Using the thermodynamic data provided below, calculate the standard change in entropy when one mole of sodium nitrate is dissolved in water?

S° (J/K•mol)
NaNO3(s) 116.3
Na+(aq) 60.25
NO3–(aq) 146.4
Using the value you calculated, how will the solubility of sodium nitrate change if the temperature of the system is increased?

a.Solubility will increase.
b.Solubility will decrease.
c.Solubility will not be affected by temperature changes.
d.Cannot determine with provided information.

NaNO3>>Na+ + NO3-

116.3=60.25+146.4

change in Entropy= sum produts- sum reactants.

so figure the change in entropy. Notice it is postitive, so it is becoming more disordered....

the term then in the gibbs free energy equation (TdeltaS gets bigger, but it is negative)..

GibbsFreeEnergy= changeEnthalpy- TdS

so the TdS term gives a larger negative free energy, so solubility will increase. Bigger negative Gibbs, more spontaneous.

Well, let's take a look at the thermodynamic data. The standard change in entropy when one mole of sodium nitrate is dissolved in water can be calculated by subtracting the sum of the entropies of the products from the entropy of the reactant.

So, the entropy change (∆S) for the dissolution of NaNO3 can be calculated as follows:

∆S = (S°Na+(aq) + S°NO3–(aq)) - S°NaNO3(s)
= (60.25 + 146.4) - 116.3
= 90.35 J/K•mol

Now, the question is, how will the solubility of sodium nitrate change if the temperature of the system is increased?

The change in entropy (∆S) for dissolution of NaNO3 is positive, indicating that the system becomes more disordered when NaNO3 is dissolved. According to the second law of thermodynamics, an increase in temperature usually leads to an increase in entropy.

So, since increasing the temperature generally leads to an increase in entropy, we can conclude that:

a. Solubility will increase.

Good luck with your chemistry studies!

To calculate the standard change in entropy when one mole of sodium nitrate (NaNO3) is dissolved in water, we can subtract the sum of the standard molar entropies of the products from the standard molar entropy of the reactant.

Given thermodynamic data:
S°(NaNO3(s)) = 116.3 J/K•mol
S°(Na+(aq)) = 60.25 J/K•mol
S°(NO3–(aq)) = 146.4 J/K•mol

The reaction can be written as:
NaNO3(s) → Na+(aq) + NO3–(aq)

The standard change in entropy (ΔS°) can be calculated as follows:
ΔS° = ΣS°(products) - ΣS°(reactants)
= [S°(Na+(aq)) + S°(NO3–(aq))] - S°(NaNO3(s))
= [60.25 J/K•mol + 146.4 J/K•mol] - 116.3 J/K•mol
= 190.65 J/K•mol - 116.3 J/K•mol
= 74.35 J/K•mol

Therefore, the standard change in entropy when one mole of sodium nitrate is dissolved in water is 74.35 J/K•mol.

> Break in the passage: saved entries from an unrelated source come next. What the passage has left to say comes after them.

PR #317, opened 2016-03-31
dupe & transmitter data, hold on alpha update

hackingtype1:
This should superscede https://github.com/StephenBlackWasAlreadyTaken/xDrip-Experimental/pull/316#issuecomment-204154549

The null check on Transmitter data was incorrect, and I've adjusted the keep alive timer to prevent missing the G5 wake up. All other changes are the same.

a few other changes for proper bond/unbond handling


tzachi-dar:
Looks good to me, merging this.

PR #321, opened 2016-04-03
alpha 6

hackingtype1:
added missing else statement for sensor start


hackingtype1:
Seeing some auth issues... to be continued

hackingtype1:
sorry, unrelated error, reopening

hackingtype1:
found an issue where system thinks it is still scanning, but isn't. closing for the time being

PR #322, opened 2016-04-04
alpha 6

hackingtype1:


app/src/main/java/com/eveningoutpost/dexdrip/StartNewSensor.java
```diff
@@ -83,42 +89,24 @@ public String getMenuName() {
...
-              } else {
-                  intent = new Intent(getApplicationContext(), Home.class);
-              }
-
-              startActivity(intent);
-              finish();
-          }
-
+            public void onClick(View v) {
+                if (Build.VERSION.SDK_INT >= Build.VERSION_CODES.M) {
```
AdrianLxM, line 99: I think this should only be done for G5.
It is missing for other InputMethods as well but they have a different logic for connection (-> permission request in bt scan activity).

hackingtype1, line 99: Yes, that sounds fine, we will update to only trigger if in G5 mode. Thanks!

PR #323, opened 2016-04-05
Save alerts data to preference during backup, so they can be restored…

tzachi-dar:
… from there.

Restoring will happen when we open xdrip, and after restoring we delete the key.


tzachi-dar:
One note about this solution.
It is possible that in the future the format of the alerts will change. In order to allow support for that, if no one has a better idea, I'll add a key with alerts version.

tzachi-dar:
Was merged in 327.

Based on this information, we can determine how the solubility of sodium nitrate will change if the temperature of the system is increased. Since the standard change in entropy is positive (74.35 J/K•mol), it indicates that the dissolution process is entropically favored. As the temperature increases, the entropy of the system also increases. According to Le Chatelier's principle, an increase in system entropy favors the dissolution process, resulting in an increase in solubility.

Therefore, the correct answer is:

a. Solubility will increase.

To calculate the standard change in entropy (∆S°) when one mole of sodium nitrate (NaNO3) is dissolved in water, we can use the following equation: ∆S° = ΣS°(products) - ΣS°(reactants).

In this case, the reactant is NaNO3(s) and the products are Na+(aq) and NO3-(aq). The given thermodynamic data provides the standard molar entropy (S°) for each species.

∆S° = [S°(Na+(aq)) + S°(NO3-(aq))] - S°(NaNO3(s))
∆S° = [60.25 J/K•mol + 146.4 J/K•mol] - 116.3 J/K•mol
∆S° = 90.35 J/K•mol

Now, let's consider how the solubility of sodium nitrate changes with temperature. The standard change in entropy (∆S°) provides information about the disorder (randomness) of the system.

If ∆S° is positive, it means that the disorder increases upon dissolution, indicating that the substance becomes more soluble at higher temperatures. In this case, ∆S° is positive, so the solubility of sodium nitrate will increase as the temperature of the system is increased.

Therefore, the correct answer is a. Solubility will increase.